As the amount of data in an organization grows, more and more engineers, analysts and data scientists need to analyze this data using tools like Apache Spark. Today, IT teams constantly struggle to find a way to allocate big data infrastructure, budget among different users, and optimize performance. End-users like data scientists and analysts also spend enormous amounts of time tuning their big data infrastructure for optimum performance, which is neither their core expertise nor their primary goal of deriving insights from data.
To remove these operational complexities for users, the next generation of cloud computing is headed toward serverless computing. Products like BigQuery offer serverless interfaces that require zero infrastructure management for users. But all these existing products only address simple, stateless SQL use cases.

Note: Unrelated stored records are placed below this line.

PR #745, opened 2017-10-04
GetAdditionalProperties added to shared model and uwp

RebeccaAnne:


source/uwp/Renderer/lib/AdaptiveOpenUrlAction.cpp
```diff
@@ -101,4 +101,12 @@ namespace AdaptiveCards { namespace Uwp
         RETURN_IF_FAILED(get_ActionType(&typeEnum));
         return ProjectedActionTypeToHString(typeEnum, type);
     }
+
+    _Use_decl_annotations_
+    HRESULT AdaptiveOpenUrlAction::GetAdditionalProperty(HSTRING propertyName, ABI::Windows::Data::Json::IJsonObject ** result)
```
riarenas: >IJsonObject ** [](start = 105, length = 14)

[nit] spacing

source/shared/cpp/ObjectModel/BaseActionElement.cpp
```diff
@@ -45,3 +48,15 @@ Json::Value BaseActionElement::SerializeToJsonValue()
     root[AdaptiveCardSchemaKeyToString(AdaptiveCardSchemaKey::Id)] = GetId();
     return root;
 }
+
+void BaseActionElement::GetAdditionalProperty(std::string name, Json::Value & json)
```
riarenas: >void [](start = 0, length = 4)

Do you think it would make sense to make this a bool depending on whether the item was found?

riarenas: >Json::Value & [](start = 64, length = 13)

[nit] spacing

RebeccaAnne: I like returning the json value since that's consistent with what the winrt layer will look like.  I'll change to that.

---
In reply to: [142794093](https://github.com/Microsoft/AdaptiveCards/pull/745#discussion_r142794093) [](ancestors = 142794093)

source/shared/cpp/ObjectModel/BaseActionElement.cpp
```diff
@@ -45,3 +48,15 @@ Json::Value BaseActionElement::SerializeToJsonValue()
     root[AdaptiveCardSchemaKeyToString(AdaptiveCardSchemaKey::Id)] = GetId();
     return root;
 }
+
+Json::Value BaseActionElement::GetAdditionalProperty(std::string name)
+{
+    if (m_additionalProperties.find(name) != m_additionalProperties.end())
```
riarenas: >m_additionalProperties.find(name) [](start = 8, length = 33)

Pretty irrelevant in the grand scheme of things, but you can create a local iterator variable, and return iterator-> second if found. This means there will only be one lookup to the map instead of two.

source/uwp/Renderer/idl/AdaptiveCards.Uwp.idl
```diff
@@ -1440,14 +1440,15 @@ namespace AdaptiveCards
...
+            [propget] HRESULT ActionTypeString([out, retval] HSTRING* value);
 
             [propget] HRESULT Title([out, retval] HSTRING* value);
             [propput] HRESULT Title([in] HSTRING value);
 
             [propget] HRESULT Id([out, retval] HSTRING* value);
             [propput] HRESULT Id([in] HSTRING value);
 
-            [propget] HRESULT ActionTypeString([out, retval] HSTRING* value);
+            HRESULT GetAdditionalProperty([in] HSTRING propertyName, [out, retval] Windows.Data.Json.JsonObject** json);
```
riarenas: >GetAdditionalProperty [](start = 20, length = 21)

We discussed this offline. Instead of providing the GetAdditionalProperty where they need to specify the key they want to get, this can return a Json object that has all the additional properties. If all the caller cares about is passing the whole bag of additional properties somewhere else, they can do so, and if they just want to extract certain values, they can use the Windows.Data.Json apis to do it as well.

RebeccaAnne: I'm also going to make this a property now...

---
In reply to: [143250600](https://github.com/Microsoft/AdaptiveCards/pull/745#discussion_r143250600) [](ancestors = 143250600)

riarenas: Good catch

Today, we are excited to announce Databricks Serverless, a new initiative to offer serverless computing for complex data science and Apache Spark workloads. Databricks Serverless is the first product to offer a serverless API for Apache Spark, greatly simplifying and unifying data science and big data workloads for both end-users and DevOps.
Specifically, in Databricks Serverless, we set out to achieve the following goals:
- Remove all operational complexities for both big data and interactive data science.
- Reduce operational cost by an order of magnitude by letting organizations maximize their resource utilization in a shared environment spanning all their workloads.
- Minimize query latencies for interactive analysis.
- Achieve all of the above without compromising on reliability.
At Spark Summit today, we have launched our first phase of Databricks Serverless, called Serverless Pools, which allow customers to run a pool for serverless workloads in their own AWS account. Hundreds of users can share a pool, while DevOps can control the resource cost of their whole workload in a single place. In future phases, we will also provide services to run serverless workloads outside the customer’s AWS environment.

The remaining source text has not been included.